Noch bis in dieses Jahrtausend hinein waren „DNA-Sequenzierung“ und „Sanger“ im Laboralltag synonyme Begriffe. In den späten 1970er Jahren hatten Frederick Sanger und Kollegen die Sequenziermethode vorgestellt, die später zu einer Standardanwendung der Genetik werden sollte. Ein DNA-Strang wird durch komplementäre Basen verlängert, bis ein fluoreszenzmarkiertes Nukleotid hinzugefügt wird, das eine weitere Strangsynthese verhindert.

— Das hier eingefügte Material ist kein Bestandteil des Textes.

PR #2305, opened 2024-04-30
Introduce Arbitrum Specific Gas Estimation

rdig:
## Intro Note

## Current PR Details

This PR refactors the Redux Transaction system to allow us to provide transaction overrides, so that we can provide the `maxFeePerGas` and `maxPriorityFeePerGas` values to all direct transactions sent over Arbitrum _(not metatransactions though)_ 

After the above, we've updated the `estimateGasCost` saga, as well as the `getGasPrices` saga, to provide transaction gas estimates for the Arbitrum networks _(both Arbitrum One and Arbitrum Sepolia)_

The gas estimation part is novel, and different from anything we've used before, and it's done by making use of `ethers`'s `getFeeData` which provides the most real-time network specific prices. 

Testing this can only be done on a Arbitrum network, by disabling the metatransactions and sending a transaction

Screenshot from 2024-04-30 17-18-52

Then, at the same time _(delaying will not provide correct results)_, with your metamask wallet connected to the same Arbitrum network _(either One or Sepolia)_ instantiate a `ethers` provider _(`BrowserProvider` is the easiest)_ and call `getFeeData()`. The values you receive should be in line with what we're setting when sending the transaction.

Screenshot from 2024-04-30 17-23-00


jakubcolony (approved):
LGTM, tested a couple of transactions in QA (including creating a colony), all of which worked fine 👍

davecreaser:
LGTM 👍

davecreaser (approved):

PR #2306, opened 2024-04-30
Fix Motion Vote Reveal

### LINKED ISSUE #1790: Revealing side signature does not match the voted side signature
To replicate this, just go through a normal motion flow that goes through to the voting process:
- create a motion
- stake both sides
- vote for whatever side
- try to reveal your vote

You'll get a similar error to this: `voting-rep-secret-no-match`:
Screenshot from 2024-01-25 16-06-35

For reference I experienced this in a production environment, while trying to reveal my vote on this motion:

Screenshot from 2024-01-25 16-06-56

https://app.colony.io/privaterc5?tx=0x7ee04de3833295cfdd682323ef555f2fc38606a71b92adea6cf1014ec402863d

rdig:
## Intro Note

## Current PR Details

For a long time _(ever since we've introduced the `RetryProvider`)_ revealing your motion vote was broken, but since no one really tested the Gnosis production deployment, people didn't really notice _(this only affects you when you're not in dev mode, and using Metamask)_

This is combination problem. It's due to the way we determine voting sides, and the user of the `RetryProvider`. We cannot know which side the user actually voted for, so in order to know which side to reveal, we basically simulate _(by estimating gas)_ on both sides, and the one that doesn't fail _(using a `try`/`catch`)_, is the side the user voted for. Now the `RetryProvider` comes into play, as it's designed to retry in the event a call to the chain actually fails _(which includes gas estimates as well)_, meaning, our try/catch logic stopped working, as the catch block was never called.

The fix for this required us bypassing the `RetryProvider`, for this saga only, and use the "standard" one as to be able to actually make it fail.

Testing is fairly strait forward, just create a motion, get it to the voting stage, vote, then reveal. All while using Metamask as you wallet. 

Screenshot from 2024-04-30 17-52-38
Screenshot from 2024-04-30 17-52-47
Screenshot from 2024-04-30 17-53-15
Screenshot from 2024-04-30 17-53-02

Fixes #1790

### DIFF
--- a/src/redux/sagas/motions/revealVoteMotion.ts
+++ b/src/redux/sagas/motions/revealVoteMotion.ts
@@ -1,6 +1,12 @@
-import { ClientType, type AnyVotingReputationClient } from '@colony/colony-js';
-import { utils } from 'ethers';
+import {
+  ClientType,
+  type AnyVotingReputationClient,
+  Extension,
+} from '@colony/colony-js';
+import { utils, providers } from 'ethers';
 import { call, put, takeEvery } from 'redux-saga/effects';
+
+import { GANACHE_LOCAL_RPC_URL, isDev } from '~constants/index.ts';
 
 import { ActionTypes } from '../../actionTypes.ts';
 import { type AllActions, type Action } from '../../types/actions/index.ts';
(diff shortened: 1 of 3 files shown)


iamsamgibbs (approved):
Tested and all working as expected 👍 

https://github.com/JoinColony/colonyCDapp/assets/34915414/981e88f4-f9bf-48ad-908b-011fd91b2fe8

ArmandoGraterol (approved):
This is it! 👌 

Screenshot 2024-05-02 at 15 42 05

PR #2308, opened 2024-05-01
Fix Colony Balance being subtracted twice for each Payment

### LINKED ISSUE #2298: Balances is calculating incorrectly in the UI
## Steps to reproduce

1. Take note of the balance in a colony. (A round number will make it easier)
2. Make a payment action and execute it.
3. Check the balance again, it should show the correct balance removed.
4. Reload the page, the balance will be less 2 x payment amount.

The issue is not within domains.

## Expected behaviour
* The balance should show correctly as of what the correct balance is on chain.

## Actual behaviour

* You can see the flashing of the value change where double deducting of values is happening
value-incorrect

* Domains are showing the correct value being deducted
image

This looks to have been Introduced in this PR: https://github.com/JoinColony/colonyCDapp/pull/1922/files#diff-d51f4db8269ce4854a3d43363cd407e5d4906f9a9fbb4554e2222a66405cb86d
This is the relevant logic here - https://github.com/JoinColony/colonyCDapp/blob/1a93e6e265ebe91332b143acacd42dccc95f418f/src/components/frame/v5/pages/BalancePage/partials/BalanceTable/hooks.tsx#L46

rdig:
> ## Disclamer
>
>
>

## Current PR Details

This fixes a issue where an amount being payed out of the colony would decrease the colony's balance for twice that amount.

This was due to a issue where the simple payment's expenditure _(one tx payment's expenditure)_ was not being updated properly, and showing a negative value. 

Combine that with the balance being fetched by lambdas with the payment value already subtracted, and the expenditure balance "added" to the (already subtracted) balance, and presto change-o you have double the amount removed

Note that the relevant, and actual code fix was done on the ingestor side via https://github.com/JoinColony/block-ingestor/pull/215 this PR just updates the docker commit hash to the relevant one, and it's purpouse is to aid in testing

## Testing

Create a fresh colony, mint a memorable amount _(`100` or `1000`)_. Create a payment for yet another memorable amount _(`10` or something)_.

Look up the expenditure in the database via the graphql explorer, it should have the balance `0`. Any other value in there means this is still broken. _(for one OneTX Payments, other expenditure types, can have non-zero values)_

Screenshot from 2024-05-01 13-32-14

Screenshot from 2024-05-01 13-33-58

Look up the colony's balance table, which should should your initial minted amount, minus the payment amount _(if it shows double the payment amount, then this is still broken)_

Screenshot from 2024-05-01 13-35-23

Fixes #2298

### DIFF
--- a/docker/colony-cdapp-dev-env-block-ingestor
+++ b/docker/colony-cdapp-dev-env-block-ingestor
@@ -1,6 +1,6 @@
 FROM colony-cdapp-dev-env/base:latest
 
-ENV BLOCK_INGESTOR_HASH=824b795fa01c03510908d44061a539fffe0f5e7f
+ENV BLOCK_INGESTOR_HASH=23132accc3c3b792042c5f1efc04a4a8ea849d4c
 
 # Declare volumes to set up metadata
 VOLUME [ "/colonyCDapp/amplify/mock-data" ]


iamsamgibbs (dismissed):
Tested and working! 👍 

Minted 100 tokens, paid 10, balance shows 0 and balance table shows correct amount removed.

Screenshot 2024-05-01 at 12 07 09

Screenshot 2024-05-01 at 12 07 19

ArmandoGraterol (approved):
Same as Sam! Both the expenditure and the table are showing the correct amounts 💯

PR #2274, opened 2024-04-23
Update UI of the wrong chain connected tooltip

davecreaser:
## Description

- Update the UI of the wrong chain connected warning & tooltip to match the Figma designs.

## Testing

* Step 1. Connect to a different network in metamask (not Ganache and not Arbitrum)
* Step 2. Connect the metamask wallet to Colony
* Step 3. Check and hover over the network pill in the top right. It should display the correct warnings and the correct tooltip as per designs.

## Diffs

**Changes** 🏗

* Update the UI of the wrong chain connected warning & tooltip

Resolves #2218

PR #2318, opened 2024-05-02
Visual indicator if user's wallet is connected to the wrong network

rdig:
> ## Disclamer
>
>
>

## Current PR Details

This PR implements a visual indication _(network pill lights up)_, if the user's wallet is connected to a network other than the current app is deployed to. This was done in a effort to prevent users reporting "transaction issues" while not sending the transaction on the correct chain to begin with.

This contains both the initial component logic, and the styles done by @davecreaser as part of #2274, but which were merged into the `master-arbitrum` branch, since this piece of logic only existed on that branch.

## Testing

Run the dev environment locally, on "ganache" _(hardhat under the hood)_ and connect your metamask wallet, while being connected to anything other than the local network

Screenshot from 2024-05-02 19-36-28

### DIFF
--- a/src/components/common/Extensions/UserNavigation/UserNavigation.tsx
+++ b/src/components/common/Extensions/UserNavigation/UserNavigation.tsx
@@ -1,7 +1,9 @@
 import { Cardholder, GearSix, List, X } from '@phosphor-icons/react';
 import React, { type FC } from 'react';
+import { defineMessages } from 'react-intl';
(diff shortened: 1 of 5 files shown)


ArmandoGraterol (approved):
I've tested this before, still working as expected 👌 

Screenshot 2024-05-02 at 15 54 06

jakubcolony (approved):
LGTM 👍 

image

PR #2320, opened 2024-05-03
Fix Colony Creation with Non Colony Tokens

### LINKED ISSUE #2264: Cannot create a colony with an existing token
## Steps to reproduce

1. Create a new colony on production with this existing token - https://arbiscan.io/token/0xf929de51d91c77e42f5090069e0ad7a09e513c73
2. Creation will fail on the first transaction of the create colony step.

## Expected behaviour

* You should be able to create a colony with an existing token, including the provided one.
* You should get feedback in the UI if there is an error.

## Actual behaviour

* You are not able to create a new colony with the provided token.
* There are no errors or feedback in the UI, only errors in the console.

image

rdig:
## Intro Note

## Current PR Details

Code for this fix was implemented while pair programming with @area 

This PR introduces a fix to allow colonies to be created with non colony network created tokens _(basically any random token out there, as long as it's ERC-20 standard compliant, however lax that standard might be)_

The problem here is that we were using another "trick" to determine what kind of token we were dealing with, by using a try/catch block, as similarly to the issue we experience with #2306, the `RetryProvider` would kick in and wouldn't actually allow the call to fail.

The `locked()` method on a token is implemented "only" by us, on tokens created via our contracts. And we assume that all tokens who have this method available are `Colony` tokens, while the ones that don't are `ERC-20` tokens.

Since the call to `locked()` failed for `ERC-20` tokens, the `RetryProvider` would kick in trying to retry that call, meaning that piece of code would never fail, and the colony creation saga would time out.

The fix here, involved adding exceptions in the `RetryProvider` for calls we expect to fail, and which we wish the `RetryProvider` would bypass when attempting to retry. The list currently includes only three methods but will most likely grow with time.

## Testing

This is not really strait forward to test, as there's no easy way to deploy a non colony token to the local dev environment.

We actually developed / fixed this while working against QA.

The easiest way to test this for you is to actually deploy this branch to QA and find a random ERC-20 token on Arbitrum Sepolia, and create a colony with that.

Fixes #2264

### DIFF
--- a/src/components/common/Onboarding/wizardSteps/CreateColony/TokenSelector.tsx
+++ b/src/components/common/Onboarding/wizardSteps/CreateColony/TokenSelector.tsx
@@ -52,6 +52,15 @@ const TokenSelector = ({
 
   useEffect(() => {
     if (isFetchingAddress) {
+      setIsLoading(true);
+    }
+    if (data) {
+      setIsLoading(false);
+    }
+  }, [data, isFetchingAddress, setIsLoading]);
+
+  useEffect(() => {
+    if (isFetchingAddress) {
       return;
     }
 
--- a/src/components/common/Onboarding/wizardSteps/CreateColony/TokenSelectorInput.tsx
+++ b/src/components/common/Onboarding/wizardSteps/CreateColony/TokenSelectorInput.tsx
@@ -4,7 +4,9 @@ import { useFormContext } from 'react-hook-form';
 import { defineMessages, useIntl } from 'react-intl';
 
 import { DEFAULT_NETWORK_INFO } from '~constants';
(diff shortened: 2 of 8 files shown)


jakubcolony (approved):
Tested the whole flow with USDT (https://sepolia.arbiscan.io/token/0x9aa40cc99973d8407a2ae7b2237d26e615ecafd2), all looking good 👍 Nice work

https://github.com/JoinColony/colonyCDapp/assets/112586815/c657947b-0629-4af7-8676-aff647a442f1

davecreaser (approved):
Tested with LINK: https://sepolia.arbiscan.io/token/0xb1d4538b4571d411f07960ef2838ce337fe1e80e

And all working fine 📈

Daher auch der Name „Kettenabbruchreaktion“. Geschieht das oft genug im Reaktionsgefäß, erhält man Fragmente unterschiedlicher Längen, die man auf einem Gel auftrennen kann. Anhand der Fluoreszenz lässt sich die zuletzt angehängte Base identifizieren, während die Position der Bande auf dem Gel mit der Position dieser markierten Base korreliert. Doch bevor die Kettenabbruchreaktion startet, muss man dafür sorgen, dass sich im Reaktionsvolumen eine große Menge identischer DNA-Moleküle befindet. Denn für jede Basenposition müssen ja nach der Reaktion genügend Fragmente zusammenkommen, um eine Bande mit ausreichend starkem Fluoreszenzsignal auf dem Gel zu haben. Es genügt daher nicht, einfach nur DNA aus einer Probe zu isolieren. In der Regel wird man Fragmente in E. coli klonieren und für jede Sequenz eine eigene Kolonie picken. Mittels PCR wird das zu sequenzierende Fragment dann aus dem Vektor heraus amplifiziert. Eine Menge Arbeit also.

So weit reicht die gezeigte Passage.